**Your objective**
Each line of the entries, from the first to the line containing "### LINKED ISSUE", is to be transcribed exactly as it stands; include no other lines.

**Input data**
PR #1136, opened 2019-08-12
Add the Helm Operator and Tiller to `eksctl install flux`

### LINKED ISSUE #1076: Move eksctl install flux's logic to pkg/addons/flux
I think we should adopt the pattern that is used in `eksctl utils update-*`, much of this is very similar except that manifests are obtained from a library call, and we have a way for testing things if we use `pkg/kubernetes` the same way we do it in `pkg/addons/default`. Interaction Git and Flux can be tested as part of integration suite.

I think we should move business logic into [...] `pkg/addons/flux` for getting Flux resources created or updated in Kubernetes (similar to `pkg/addons/default`)
[...]

_Originally posted by @errordeveloper in https://github.com/weaveworks/eksctl/pull/1064#issuecomment-515935316_

2opremio:
### Description

Adds the Helm Operator and Tiller to `eksctl install flux`. Draft for now, since there still seems to be a TLS problem I need to fix.

Also, fixes #1076 

### Checklist
- [x] Manually tested
- [ ] Push new version of the dependencies image (0.10)


pkg/ctl/install/fluxinstaller.go
```diff
@@ -0,0 +1,558 @@
+package install
```
martina-if: This could go into its own package outside of `pkg/ctl`

pkg/ctl/install/fluxinstaller.go
```diff
@@ -0,0 +1,558 @@
...
+		if err = pki.loadFrom(pkiPaths); err != nil {
+			return nil, nil, err
+		}
+		return pki, pkiPaths, nil
+	}
+
+	logger.Info("Generating public key infrastructure for the Helm Operator and Tiller")
+	logger.Info("  this may take up to a minute, please be patient")
+	fi.opts.tillerHost = tillerServiceName + "." + fi.opts.tillerNamespace
+	pki, err := newPKI(fi.opts.tillerHost, 5*365*24*time.Hour, 4096)
```
martina-if: If we create this here instead of using dependency injection with an interface it will be hard to mock, or how will flux installer be tested?

martina-if:
I think site/content/usage/experimental/01-gitops.md should also be updated mentioning helm and tiller

pkg/ctl/install/pki.go
```diff
@@ -0,0 +1,167 @@
...
+type publicKeyInfrastructure struct {
+	caCertificate     []byte
+	caKey             []byte
+	serverCertificate []byte
+	serverKey         []byte
+	clientCertificate []byte
+	clientKey         []byte
+}
+
+type devnull struct{}
```
errordeveloper:
```suggestion
type nullLogger struct{}
```

pkg/ctl/install/fluxinstaller_test.go
```diff
@@ -0,0 +1,100 @@
+package install
+
+import (
+	"io/ioutil"
+	"os"
+	"path/filepath"
+	"testing"
```
errordeveloper: All other packages use ginko/gomega, did you have a particular reason for not using it here?

pkg/ctl/install/cmd.go
```diff
@@ -0,0 +1,100 @@
...
+
+	"github.com/spf13/cobra"
+	"github.com/spf13/pflag"
+
+	api "github.com/weaveworks/eksctl/pkg/apis/eksctl.io/v1alpha5"
+	"github.com/weaveworks/eksctl/pkg/ctl/cmdutils"
+)
+
+// Command will create the `install` commands
+func Command(flagGrouping *cmdutils.FlagGrouping) *cobra.Command {
```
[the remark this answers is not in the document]
errordeveloper: Yes.

pkg/ctl/install/fluxinstaller.go
errordeveloper: Per earlier discussion I've opened #1076.

pkg/ctl/install/fluxinstaller.go
```diff
@@ -0,0 +1,558 @@
...
+)
+
+const (
+	fluxNamespaceFileName    = "flux-namespace.yaml"
+	tillerManifestPrefix     = "tiller-"
+	tillerNamespaceFileName  = tillerManifestPrefix + "namespace.yaml"
+	tillerServiceName        = "tiller-deploy" // do not change at will, hardcoded in Tiller's manifest generation
+	tillerServiceAccountName = "tiller"
+	tillerRBACTemplate       = `apiVersion: v1
+kind: ServiceAccount
```
errordeveloper: At very least please put into a separate file and use bindata. The convention is to have such files in `assets` subdirectory of a package.

pkg/ctl/install/fluxinstaller.go
```diff
@@ -0,0 +1,558 @@
...
+		if err != nil {
+			return nil, fmt.Errorf("failed to read Flux manifest file %s: %s", manifestFile.Name(), err)
+		}
+		manifests[manifestFile.Name()] = manifest
+	}
+	return manifests, nil
+}
+
+func runShell(workDir string) error {
+	shell, err := loginshell.Shell()
```
errordeveloper: Why not use an ordinary exec?

pkg/ctl/install/fluxinstaller.go
```diff
@@ -0,0 +1,558 @@
...
+		}
+	}()
+
+	logger.Info("Writing Flux manifests")
+	fluxManifestDir := filepath.Join(cloneDir, fi.opts.gitFluxPath)
+	if err := writeFluxManifests(fluxManifestDir, manifests); err != nil {
+		return err
+	}
+
+	if fi.opts.amend {
```
errordeveloper: What is this for?

pkg/ctl/install/fluxinstaller.go
```diff
@@ -0,0 +1,558 @@
...
+			return err
+		}
+		// Re-read the manifests, as they may have changed:
+		manifests, err = readFluxManifests(fluxManifestDir)
+		if err != nil {
+			return err
+		}
+	}
+
+	logger.Info("Applying manifests")
```
errordeveloper: The convention is for log message begin with lower case letter, unless it's a name.

pkg/ctl/install/fluxinstaller.go
errordeveloper: Please use a constant for the certificate TTL.

pkg/ctl/install/pki.go
```diff
@@ -0,0 +1,167 @@
...
+type publicKeyInfrastructurePaths struct {
+	caCertificate     string
+	caKey             string
+	serverCertificate string
+	serverKey         string
+	clientCertificate string
+	clientKey         string
+}
+
+type publicKeyInfrastructure struct {
```
errordeveloper: These structs seem a little too verbose. Why not have just a map or a single struct?

pkg/ctl/install/pki.go
```diff
@@ -0,0 +1,167 @@
...
+
+func (devnull) Debug(string)   {}
+func (devnull) Info(string)    {}
+func (devnull) Warning(string) {}
+func (devnull) Err(string)     {}
+func (devnull) Crit(string)    {}
+func (devnull) Emerg(string)   {}
+func init() {
+	// Disable logging of cfssl since we handle errors explicitly
+	log.SetLogger(devnull{})
```
errordeveloper: Does it have to be an init function?

pkg/ctl/install/pki.go
```diff
@@ -0,0 +1,167 @@
...
+	hostName string, commonName string, validFor time.Duration) ([]byte, []byte, error) {
+	policy := &config.Signing{
+		Default: &config.SigningProfile{
+			Expiry: validFor,
+			Usage:  []string{"signing", "key encipherment", "server auth", "client auth"},
+		},
+	}
+	parsedCa, err := helpers.ParseCertificatePEM(caCert)
+	if err != nil {
+		return nil, nil, fmt.Errorf("malformed generated private CA certificate: %s", err)
```
errordeveloper: Please use `errors.Wrapf`.

pkg/ctl/install/pki.go
```diff
@@ -0,0 +1,167 @@
...
+	certSigner, err := local.NewSigner(priv, parsedCa, signer.DefaultSigAlgo(priv), policy)
+	if err != nil {
+		return nil, nil, fmt.Errorf("cannot create signer: %s", err)
+	}
+	serverReq := &csr.CertificateRequest{
+		KeyRequest: keyReq,
+		CN:         commonName,
+		Hosts:      []string{hostName},
+	}
+	g := &csr.Generator{Validator: genkey.Validator}
```
errordeveloper: From the docs, my first guess would be  that `csr.Generate` is what you wan to call?

pkg/ctl/install/pki.go
```diff
@@ -0,0 +1,167 @@
...
+	csrBytes, key, err := g.ProcessRequest(serverReq)
+	if err != nil {
+		return nil, nil, fmt.Errorf("cannot process server-certificate signing request: %s", err)
```
errordeveloper:
```suggestion
		return nil, nil, fmt.Errorf("cannot process server certificate signing request: %s", err)
```

errordeveloper: Also, are you sure these errors need to be wrapped? Maybe it'd be okay to just return whatever the library returns, and wrap the result to say that it's to do with Tiller certificate generation?

pkg/ctl/install/pki.go
errordeveloper: I does seem all a little verbose, are you sure there's in a higher-level option?

pkg/ctl/install/cmd.go
```diff
@@ -0,0 +1,100 @@
...
+			"Git branch to be used by Flux")
+		fs.StringSliceVar(&opts.gitPaths, "git-paths", []string{},
+			"Relative paths within the Git repo for Flux to locate Kubernetes manifests")
+		fs.StringVar(&opts.gitLabel, "git-label", "flux",
+			"Git label to keep track of Flux's sync progress; overrides both --git-sync-tag and --git-notes-ref")
+		fs.StringVar(&opts.gitUser, "git-user", "Flux",
+			"Username to use as Git committer")
+		fs.StringVar(&opts.gitEmail, "git-email", "",
+			"Email to use as Git committer")
+		fs.StringVar(&opts.gitFluxPath, "git-flux-subdir", "flux/",
```
errordeveloper: Doesn't seem like an essential flag to expose.

pkg/ctl/install/cmd.go
```diff
@@ -0,0 +1,100 @@
...
+			"Directory within the Git repository where to commit the Flux manifests")
+		fs.StringVar(&opts.namespace, "namespace", "flux",
+			"Cluster namespace where to install Flux and the Helm Operator")
+		fs.StringVar(&opts.tillerNamespace, "tiller-namespace", "kube-system",
```
errordeveloper: Is there a requirement for this? I'd put it into same namespace where flux is, avoid having a flag, and restrict it to use just that namespace.

pkg/ctl/install/cmd.go
```diff
@@ -0,0 +1,100 @@
...
+			"Cluster namespace where to install Tiller")
+		fs.BoolVar(&opts.noHelmOp, "no-helmop", false,
```
errordeveloper: We don't use negative flags anywhere else. If you must add one here, call it `--without-flux`, but I'd much rather have these as `--flux` and `--helm-operator`.

pkg/ctl/install/cmd.go
```diff
@@ -0,0 +1,100 @@
...
+			"Do not install the Flux Helm Operator (implies --no-tiller)")
+		fs.BoolVar(&opts.noTiller, "no-tiller", false,
```
errordeveloper: Let's avoid separate flag, it's either helm and the operator or neither.

pkg/ctl/install/cmd.go
```diff
@@ -0,0 +1,100 @@
...
+			"Do not install Tiller. If the Helm Operator is installed, make sure to appropriately set --tiller-host and --helmop-tls-* options")
+		fs.StringVar(&opts.tillerHost, "tiller-host", "",
```
errordeveloper: Also, don't see a good reason for exposing this flag.

pkg/ctl/install/cmd.go
```diff
@@ -0,0 +1,100 @@
...
+			"Only applicable when --no-tiller is set. Hostname to use in order to connect to Tiller")
+		fs.StringVar(&opts.helmOpTLSKeyFile, "helmop-tls-key-path", "",
+			"Only applicable when --no-tiller is set. Path to TLS client key to connect to Tiller. Empty means no TLS.")
```
errordeveloper: Let's not make such long helm messages, it's quite obvious that `--helm=false` will imply that any other helm-related flags mean nothing.

pkg/ctl/install/cmd.go
```diff
@@ -0,0 +1,100 @@
...
+		fs.StringVar(&opts.helmOpTLSCACertFile, "helmop-tls-ca-cert-path", "",
+			"Only applicable when --no-tiller is set. Path to CA certificate to verify Tiller's certificate. Empty means no TLS.")
+		fs.BoolVar(&opts.amend, "amend", false,
+			"Stop to manually tweak the Flux manifests before pushing them to the Git repository")
+	})
+	cmd.FlagSetGroup.InFlagSet("General", func(fs *pflag.FlagSet) {
+		cmdutils.AddNameFlag(fs, cmd.ClusterConfig.Metadata)
+		cmdutils.AddRegionFlag(fs, cmd.ProviderConfig)
+		cmdutils.AddConfigFileFlag(fs, &cmd.ClusterConfigFile)
+		cmdutils.AddTimeoutFlagWithValue(fs, &opts.timeout, 20*time.Second)
```
errordeveloper: Please use `cmd.ProviderConfig.WaitTimeout` everywhere, there is not need for an extra variable.

errordeveloper:
By the way, I do recall that we've agreed to use cert-manager, didn't we?

pkg/ctl/install/cmd.go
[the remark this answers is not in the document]
2opremio: @errordeveloper why? also, that train passed in #1064

pkg/ctl/install/fluxinstaller_test.go
2opremio: No reason. I will look into ginko gomega

pkg/ctl/install/fluxinstaller.go
2opremio: It's overkill for a single file which nicely in the code.

pkg/ctl/install/fluxinstaller.go
2opremio: To stop for amending. Please read the parameter description.

pkg/ctl/install/fluxinstaller.go
2opremio: Unrelated to this PR, this was done in #1064

pkg/ctl/install/fluxinstaller.go
2opremio: sure

pkg/ctl/install/pki.go
2opremio: Because of their use. They can be used separately. Please suggest a specific change if you think it can be done differently.

pkg/ctl/install/pki.go
2opremio: Where would you put it?

pkg/ctl/install/pki.go
2opremio: I am basing this code on what the command line tool does. If you think there is a better way, please suggest it.

pkg/ctl/install/cmd.go
2opremio: Unrelated to this PR (this was done in #1064 )

pkg/ctl/install/cmd.go
2opremio: There is no requirement, but tiller is usually installed in `kube-system`.

If we put it in the same namespace then we don't need to make tiller optional, which would probably make things simpler though.

@kalbir thoughts?

pkg/ctl/install/cmd.go
2opremio: sure

pkg/ctl/install/cmd.go
2opremio: I invoke @kalbir for this one as well

pkg/ctl/install/cmd.go
2opremio: It's necessary if you don't install tiller

pkg/ctl/install/cmd.go
2opremio: I don't think it's obvious for everybody

pkg/ctl/install/cmd.go
2opremio: This is unrelated to this PR, it was done before

2opremio:
> By the way, I do recall that we've agreed to use cert-manager, didn't we?

No, we didn't

pkg/ctl/install/pki.go
2opremio: I will try with `csr.Generate`

pkg/ctl/install/pki.go
2opremio: sure

pkg/ctl/install/fluxinstaller.go
2opremio: Then we can solve it when #1076 is tackled, or should I address it now?

pkg/ctl/install/pki.go
```diff
@@ -0,0 +1,167 @@
+package install
```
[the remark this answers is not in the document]
2opremio: should we solve it as part of #1076?

pkg/ctl/install/cmd.go
```diff
@@ -0,0 +1,100 @@
...
+		fs.StringVar(&opts.tillerHost, "tiller-host", "",
+			"Only applicable when --no-tiller is set. Hostname to use in order to connect to Tiller")
+		fs.StringVar(&opts.helmOpTLSKeyFile, "helmop-tls-key-path", "",
+			"Only applicable when --no-tiller is set. Path to TLS client key to connect to Tiller. Empty means no TLS.")
+		fs.StringVar(&opts.helmOpTLSCertFile, "helmop-tls-cert-path", "",
+			"Only applicable when --no-tiller is set. Path to TLS client certificate to connect to Tiller. Empty means no TLS.")
+		fs.StringVar(&opts.helmOpTLSCACertFile, "helmop-tls-ca-cert-path", "",
+			"Only applicable when --no-tiller is set. Path to CA certificate to verify Tiller's certificate. Empty means no TLS.")
+		fs.BoolVar(&opts.amend, "amend", false,
+			"Stop to manually tweak the Flux manifests before pushing them to the Git repository")
```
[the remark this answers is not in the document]
2opremio: Uhm, this as part of PR #1064 but, I don't think it means what you think. It will literally stop the process and shell-out to let you tweak the manifests. It clearly didn't convey that properly (otherwise you would had understood it). How would you phrase it?

pkg/ctl/install/cmd.go
```diff
@@ -0,0 +1,100 @@
...
+	cmd.SetRunFuncWithNameArg(func() error {
+		installer, err := newFluxInstaller(context.Background(), cmd, &opts)
+		if err != nil {
+			return err
+		}
+		return installer.run(context.Background())
+	})
+	cmd.FlagSetGroup.InFlagSet("Flux installation", func(fs *pflag.FlagSet) {
+		fs.StringVar(&opts.gitURL, "git-url", "",
+			"URL of the Git repository to be used by Flux, e.g. git@github.com:<your username>/flux-get-started")
```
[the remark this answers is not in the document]
2opremio: sure

pkg/ctl/install/cmd.go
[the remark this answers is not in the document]
2opremio: > Yes, and it must have just one function.
Why?

pkg/ctl/install/cmd.go
kalbir: I can see reasons for doing it either way. I like the idea of putting everything we install into our "own" namespaces rather than polluting `kube-system` but I have no strong opinion on what users would expect or prefer.

pkg/ctl/install/cmd.go
kalbir: I don't understand the pro/con of the options, can someone outline what happens in each case?

pkg/ctl/install/pki.go
2opremio: I would rather add context

pkg/ctl/install/cmd.go
2opremio: My idea was to make it more flexible and less opinionated by reusing an existing Tiller installation if the user wanted to. But then again, this is probably about novice users. So, I am on the fence about this one.

pkg/ctl/install/cmd.go
2opremio: It's related to https://github.com/weaveworks/eksctl/pull/1136#discussion_r313822189 . This flag makes the installation of Tiller optional (in case Tiller was already installed in the cluster).

kalbir: I guess if we put everything into a `flux` namespace we can assume that the user doesn't have a tiller in that namespace (since we are creating it). So that should get us around the case where a user already has tiller installed in say `kube-system`?

So it seems to me sensible to put tiller in `flux` and then we have less difficulty dealing with pre-existing tillers. Also as we are encouraging the user to do everything through gitops so the I think we have less worry about them having to supply a `tiller-namespace=flux` (though we should put that in the documentation somewhere.

Does that make sense?

2opremio: > So that should get us around the case where a user already has tiller installed in say `kube-system`?

As a user I may not be satisfied to have two Tillers since I may already have machinery in place to deal with one Tiller, where I installed it. However, we could probably consider that a corner case?

pkg/ctl/install/cmd.go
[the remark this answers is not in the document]
errordeveloper: That is the current convention, do you disagree?

pkg/ctl/install/fluxinstaller.go
errordeveloper: That is understood, I am questioning the purpose. Is it being assumed that user may wish to have that options?

pkg/ctl/install/fluxinstaller.go
errordeveloper: Why is the diff look like its a new file?

pkg/ctl/install/pki.go
errordeveloper: We only use it one place, just having it in the entry point function would be fine.

pkg/ctl/install/pki.go
errordeveloper: Do you know what the errors say?

Having errors that say the same things twice or more is a extremely annoying.

pkg/ctl/install/cmd.go
errordeveloper: Sure, I am just saying that there are many non-essential flags. We should expose flags for theoretical cases where user may need an option. If user needs many options, they should just use a different way of installing these components, there are several to chose from.

pkg/ctl/install/cmd.go
errordeveloper: Ok, I think we should reverse that. There's is no point, many options of installing these components are available to the user, we only provide a convenient shortcut for most part. We must enable higher level use-cases, and ungrnore low-level knobs whenever possible until multiple users request a particular kind of a knob.

pkg/ctl/install/cmd.go
errordeveloper: I think we are talking about the thing multiple threads - how opinionated the flux-tiller installation should be. My point being that it needs to only expose essential options to begin with, any customisation can be added later (when users request it).
Also, we have a strategy to keep less flags, and anything extra only gets exposed via config file.
I do think we need to join threads and agree on something, and that doesn't have to happen before this PR gets merged. I am mostly commenting on what I am seeing, this is an experimental feature and will have to go through an overall review before we graduate it.

pkg/ctl/install/cmd.go
errordeveloper: That is how docker and kubectl flags work, thereby that is what most of our users are used to.

pkg/ctl/install/cmd.go
errordeveloper: Again, looks like this file is all new for some reason.

pkg/ctl/install/cmd.go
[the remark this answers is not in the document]
errordeveloper: More specifically, each handler lives in separate file. All business logic is separated, top-level files only handles registration.

pkg/ctl/install/fluxinstaller.go
errordeveloper: Perhaps, just looks like it is a new file and it is not that much effort to structure code from the start. Clearly something is wrong with the diff...

pkg/ctl/install/fluxinstaller.go
2opremio: unrelated to this PR, this was introduced in #1064

pkg/ctl/install/fluxinstaller.go
2opremio: because I moved code around

pkg/ctl/install/cmd.go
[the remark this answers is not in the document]
2opremio: I don't see a reason to do this in this case, since there is only a subcommand.

pkg/ctl/install/fluxinstaller.go
2opremio: What do you mean? I don't think there is anything wrong with the diff.

pkg/ctl/install/fluxinstaller.go
2opremio: Uhm, do we need to mock it? That function doesn't really need any explicit I/O

pkg/ctl/install/cmd.go
errordeveloper: Again, don't think there is a need for all the options. We either install flux alone or flux with tiller and the operator. If user has tiller already, they will need to remove it. Also, I do think we should have our own namespaces tiler instance, but that clearly needs more discussion outside of this PR.

pkg/ctl/install/pki.go
2opremio: I don't think it says the same thing twice. Find a counter-example and I will fix it.

pkg/ctl/install/cmd.go
2opremio: Right, please raise a ticket. Let's please stick to reviewing the code added in the PR.

pkg/ctl/install/cmd.go
2opremio: Alright. I will always install tiller.

pkg/ctl/install/cmd.go
2opremio: We are not optionally installing tiller anymore

pkg/ctl/install/cmd.go
2opremio: Please check the history. I moved the code to a new file. That's why it shows as new.

pkg/ctl/install/cmd.go
2opremio: we are not installing tiller optionally anymore

pkg/ctl/install/pki.go
2opremio: Resolving for now. Please unresolve it if you find a nicer design.

pkg/ctl/install/cmd.go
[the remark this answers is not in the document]
martina-if: Aaah, it could be something like "stop process to...." or "pause"?

pkg/ctl/install/fluxinstaller.go
martina-if: don't we call something about reading or writing the certs to the filesystem? if there is no IO in the PKI package then I don't see a strong need for it to be mockable

pkg/ctl/install/cmd.go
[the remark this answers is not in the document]
martina-if: I think it will help new joiners and external contributors that we follow the same convention in this case. What do you think?

Regarding the business logic, moving it to it's own package makes sense from a design and testability perspective. If we do that in another PR that is fine with me.

pkg/ctl/install/pki.go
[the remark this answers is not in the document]
martina-if: @2opremio Oh, I found another reason to move all the business logic outside of this package, and it's that we need to be able to reuse this as part of `gitops apply`. Would it be possible to separate it in this PR?

pkg/ctl/install/cmd.go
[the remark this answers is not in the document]
2opremio: Alright, I will move it to `pkg/addons/flux`as per #1076

pkg/ctl/install/cmd.go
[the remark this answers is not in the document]
2opremio: I can't think of a better way to put it :S

pkg/ctl/install/pki.go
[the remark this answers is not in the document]
2opremio: Yep, will do

pkg/ctl/install/fluxinstaller.go
2opremio: Ah, that's done when `saveTo()`, yes. Uhm, let me think about it.

pkg/ctl/install/pki.go
2opremio: I simplified it

pkg/ctl/install/cmd.go
2opremio: I went with `--with-helmop`

pkg/ctl/install/fluxinstaller.go
2opremio: I tried to use `afero` but  I couldn't, because `tillerinstall.Secret()` expects a real file.

go.mod
```diff
@@ -10,24 +10,29 @@ require (
...
 	github.com/coreos/etcd v3.3.13+incompatible // indirect
 	github.com/coreos/go-semver v0.3.0 // indirect
 	github.com/coreos/go-systemd v0.0.0-20190620071333-e64a0ec8b42a // indirect
 	github.com/dave/jennifer v1.3.0
 	github.com/dlespiau/kube-test-harness v0.0.0-20190110151726-c51c87635b61
+	github.com/docker/distribution v2.7.1+incompatible // indirect
 	github.com/docker/docker v1.13.1 // indirect
-	github.com/evanphx/json-patch v4.1.0+incompatible
+	github.com/evanphx/json-patch v4.2.0+incompatible
+	github.com/fluxcd/helm-operator v0.0.0-20190813115430-0c769f5cbb3e
```
stefanprodan: This can be `github.com/fluxcd/helm-operator v1.0.0-rc1`

pkg/gitops/flux/pki.go
```diff
@@ -0,0 +1,146 @@
...
+	}
+
+	// Generate Server Certificate
+	serverCert, serverKey, err := generateCertificate(caCert, caKey, keyReq, hostName, "server", validFor)
+	if err != nil {
+		return nil, errors.Wrap(err, "cannot generate server certificate")
+	}
+
+	// Generate Client certificate
+	generateCertificate(caCert, caKey, keyReq, hostName, "client", validFor)
```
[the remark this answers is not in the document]
2opremio: well spotted!! Thanks

pkg/ctl/install/pki.go
2opremio: My answer got lost, sorry. I mentioned that there isn't an entry point function as such.

pkg/ctl/install/fluxinstaller.go
martina-if: @2opremio perhaps we should have an interface for PKI that we can mock later then?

**Response area**
PR #1136, opened 2019-08-12
Add the Helm Operator and Tiller to `eksctl install flux`

### LINKED ISSUE #1076: Move eksctl install flux's logic to pkg/addons/flux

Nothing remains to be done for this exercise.